Yunfei Wang, Shixuan Liu, Chao Zhang, Wenhao Wang, Jiandong Jin, Cheng Zhu, Changling Zhou

Published: 2024, Last Modified: 15 May 2025ICIC (3) 2024EveryoneRevisionsBibTeXCC BY-SA 4.0

Abstract: In automated penetration testing (APT), agents are tasked with identifying attack targets and formulating appropriate action plans within partially-observed network environments. The reasoning over the network based on the information gathering from reconnaissance is essential. However, existing reasoning methods show considerable neglect for computer networks and their unique characteristics. Additionally, despite Graph Neural Networks (GNNs) demonstrated efficacy in modeling graph structures, the scarcity of adequately labeled network data adds complexity to the training of GNNs.

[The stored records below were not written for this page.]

PR #1821, opened 2017-11-17
better rendering on css print, fix some useless space and indentation

Courgetteandratatouille:
It's not perfect but I guess it's ok for route waypoint and outing.

We need more work for books areas  etc... later :)


asaunier:
Shouldn't you have added the new styles to the less files dedicated to the printing: https://github.com/c2corg/v6_ui/tree/master/less-print ?

Perhaps we could also clean this less-print files from the old styles deprecated by the new layout?

config/demo
```diff
@@ -2,13 +2,13 @@ include Makefile
 
 export instanceid = ui
 export base_url = /
-export api_url = https://api.camptocamp.org
-export api_url_internal = https://api.camptocamp.org
-export api_url_host = api.camptocamp.org
+export api_url = http://api.demov6.camptocamp.org
```
asaunier: Why switching to http? The demo should use https URLs. Ditto for the discourse URL below.
Anyway this file no longer used when updating the demo, everything is done using env vars set in the ``docker-compose.yml`` file.

asaunier:
Please rebase your PR when fixing commits, see https://github.com/c2corg/v6_ui/wiki/Git-Cookbook#managing-commits

Courgetteandratatouille:
It's a fail, i made the correction soon and i rebase the commit. After this it's ok ?

config/demo
```diff
@@ -6,7 +6,7 @@ export api_url = http://api.demov6.camptocamp.org
 export api_url_internal = http://api
 export api_url_host = api
 
-export discourse_url = https://forum.demov6.camptocamp.org
+export discourse_url = http://forum.demov6.camptocamp.org
```
asaunier: Why do you need this? Perhaps you have forgotten to undo this change?

Courgetteandratatouille: indeed it's a forget, all the change in this file are an error.

asaunier: OK, please undo that change as well and I think it's OK.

We present a novel method, termed Graph Pre-training for Reconnaissance Perception in Automated Penetration Testing (GPRP). This pioneering approach is designed to learn the invariant properties entailed in the structures and semantics of the computer networks from an extensive set of unlabeled and synthetic data during pre-training. Consequently, the resulting pre-trained model could swiftly adapt to target networks, after undergoing fine-tuning with very few network observations, and exhibits enhanced capabilities in reasoning network properties. Extensive experiments on both customized and FatTree networks articulate the efficacy of our model in tasks centered around network reasoning, such as node classification and link prediction tasks. Further verification of GPRP in a real-world local area network, underscores the practical usage of our method.